Age-dependent genetic alterations in AML patients

From the Meshinchi Lab, Translational Science & Therapeutics Division

Acute myeloid leukemia (AML) can occur in both children and adults. However, the genetic drivers of disease can differ depending on the patient’s age and knowing this information may inform on personalized therapeutic plans for patients. Dr. Soheil Meshinchi, a Professor in the Translational Science and Therapeutics Division at Fred Hutchinson Cancer Center, his lab, and colleagues wanted to investigate age-dependent differences in genetic drivers of AML disease to continue the advancement of AML patient care. Their findings were published recently in HemaSphere.

The researchers collected data from more than 3,000 AML patients from several sources (German Study Alliance Leukemia, Fred Hutchinson Cancer Research Center, National Cancer Institute TARGET data, and another publicly-available dataset). To uncover age-dependent genetic alterations, the Meshinchi lab stratified patients into six age groups: infants, children, adolescents and young adults, adults, seniors, and elderly. To detect mutations common to AML, cells from the bone marrow or peripheral blood of AML patients were analyzed for genetic alterations in 54 different gene targets. To help grapple with this large dataset, the researchers next employed machine learning approaches to deconvolute the multiple comparisons for each genetic alteration per person and identify trends of those genetic alterations that are based on age. The complexity of this dataset would be challenging to decipher without machine learning modeling due to the heterogeneity of the genetic variance across the dataset of more than 3,000 AML patients. Rhonda Ries, the Genomics Research Manager in the Meshinchi lab, shared her insights on their findings: “This work underscores how much the heterogeneity of AML, in terms of each individual's molecular alterations, impacts outcome. We and others have shown this previously, but this study combines data across all age groups from multiple institutions and uses machine learning approaches to predict and correlate remission status and overall survival with molecular mutations and alterations.” 

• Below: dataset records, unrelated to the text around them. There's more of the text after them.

PR #13595, opened 2026-01-28
new-standards-maximal-query-performance

anathomical:
## WHAT
Use LLM (Claude) to optimize the query for maximal data sets
## WHY
While most query cases had acceptable performance, the maximal data set (all history for all concepts) was choking the staging database
## HOW
Feed the query into Claude and implement its suggestions:
1. Declare `concept_uids` as `MATERIALIZED` in order to force the query planner to pre-calculate it rather than risk it being pulled in as a less efficient subquery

Data from 3062 AML patients (children and adults) were separated into six age groups and analyzed to determine which known genetic alterations were common for each age group.
Data from 3062 AML patients (children and adults) were separated into six age groups and analyzed to determine which known genetic alterations were common for each age group. Image taken from publication

Their model of the data “categorizes the molecular alterations by gene function (like signaling pathways, transcription factors, etc) amongst the 6 age groups,” explained Ries. The researchers uncovered more frequent alterations in signaling pathways and transcription factors in younger patients (infants, children, adolescents and young adults) than the older patient populations. On the opposing end, elderly patients were more likely to have genetic mutations in epigenetic regulators or splicing factors than the younger patients. This level of detail has not been seen in previous datasets—especially those that only separated patients into two groups, over or under 65 years of age.

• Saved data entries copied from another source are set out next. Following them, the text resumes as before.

PR #13599, opened 2026-01-29
standards-report-new-smart-group-chips-backend

anathomical:
## WHAT
Add associated description, grade and skill lists to By Standards query
## WHY
So that the front-end can display this data to teachers as context for standards
## HOW
- Update the `RawSqlRunner` class to handle JSON values gracefully so that the results of `ARRAY_AGG` columns get parsed into Ruby arrays (an excellent LLM suggestion)
- Aggregate grades and "skills" (L2 concepts) associated with a given State Standard and surface that data to the API
- Tweak mocks in the `ClassroomScoresByStandard` spec to include the new data attributes

### Notion Card Links
https://www.notion.so/quill/Standards-Report-2-0-Teacher-Views-2c3d42e6f9418176be79db0424e2a648?source=copy_link#2e0d42e6f94180399387d0b41161ea69

- On staging confirm that API responses come back with Skill and Grade contexts for Standards
- Confirm that performance is not negatively impacted
- Confirm that the `description` is being populated for both Standards with data, and placeholder Standards with no data (which are sourced differently in the database)

PR Checklist | Your Answer
------------ | -------------


services/QuillLMS/app/services/standards_report/compose_scores_by_standard.rb
```diff
@@ -18,23 +18,32 @@ def run
...
           id = standard_data[:id]
-          StandardResponsesProcessor.run(user_responses:, name:, id:, questions_hash:, total_classroom_students:)
+          description = standard_data[:description]
+          standard_scope = { grades: standard_data[:grades], skills: standard_data[:skills] }
+          StandardResponsesProcessor.run(user_responses:, name:, id:, questions_hash:, total_classroom_students:, description:, standard_scope:)
         end
     end
 
-    private def standard_placeholders = state_standards.to_h { |standard| [standard.code, { id: standard.id, responses: [] }] }
+    private def standard_placeholders = state_standards.includes(:state_standard_concepts).to_h { |standard| [standard.code, { id: standard.id, description: standard.description, grades: standard.state_standard_grades.map(&:grade), responses: [] }] }
```
dandrabik: You can only use `includes` here if you are passing a finder. I suspect you are probably passing an array of results, so you can us `includes` here (of if you are passing a finder, you need to adjust your tests).

services/QuillLMS/app/controllers/teachers/units_controller.rb
```diff
@@ -365,7 +365,7 @@ def score_info
     units.map do |unit|
       classroom_student_ids = Classroom.find(unit['classroom_id']).students.ids
       if unit['assigned_student_ids'] && classroom_student_ids
-        active_assigned_student_ids = JSON.parse(unit['assigned_student_ids']) & classroom_student_ids
+        active_assigned_student_ids = unit['assigned_student_ids'] & classroom_student_ids
```
dandrabik, line 368: Just a note, this will error if one of these is nil (not sure if that is possible here). Wrapping in Array(thing) & Array(thing2) is a nil check if you need it.

emilia-friedberg (approved):
LGTM! Thank you for taking care of this so quickly!

dandrabik (approved):
Overall looks ok, some small comments, but nothing blocking.

services/QuillLMS/app/controllers/teachers/units_controller.rb
anathomical: I believe that the preceding `if` condition above nil-checks this.

services/QuillLMS/app/services/standards_report/compose_scores_by_standard.rb
anathomical: Good call-out.  This was a bad concession to the specs not passing a finder while the code itself does.  I've removed this check and updated the spec to pass a finder object.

“Since we [the Meshinchi lab] are focused on studying childhood AML, the largest proportion of alterations fall in signaling and transcription factors genes, and this continues to be an area of interest for identifying targeted therapies to inhibit these aberrant processes,” shared Ries. “Combining an individual's molecular abnormalities for risk stratification and treatment decision-making remains an active area of interest for us. We've built the largest childhood AML database of transcriptome and molecular data for patients worldwide and we continue to expand the database with more patients. Our hope is that by expanding the database of this molecularly diverse patient population, we will gain new insights into finding therapeutic targets for more personalized care.”


The highlighted work was funded by a Mildred Scheel Foundation fellowship.

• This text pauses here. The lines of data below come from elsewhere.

PR #13608, opened 2026-02-02
Fix recommendation activity count discrepancy

brendanshean:
## WHAT
Activity counts on recommended practice page are off.

## WHY
They were including archived activities

## HOW
~~Remove archived activities from the count~~

Add `include_archived_activities` flag with default being true so that progress reports still show archived activities but recommendations panel does not.  

### Screenshots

Fred Hutch/University of Washington/Seattle Children's Cancer Consortium member Dr. Soheil Meshinchi contributed to this work.

Eckardt JN, Hahn W, Ries RE, Chrost SD, Winter S, Stasik S, Röllig C, Platzbecker U, Müller-Tidow C, Serve H, Baldus CD, Schliemann C, Schäfer-Eckart K, Hanoun M, Kaufmann M, Burchert A, Schetelig J, Bornhäuser M, Wolfien M, Meshinchi S, Thiede C, Middeke JM. 2025. Age-stratified machine learning identifies divergent prognostic significance of molecular alterations in AML. HemaSphere. 9(5):e70132.  

Annabel Olson

Science spotlight writer Annabel Olson is a postdoctoral research fellow in the Nabet lab at Fred Hutchinson Cancer Center. Her research focuses on studying the mechanisms that drive cancer development for both genetic and virus-associated cancers. A key tool in her research is the use of targeted protein degradation to dissect dysregulated signaling pathways in cancer and to double as a relevant pre-clinical therapeutic platform.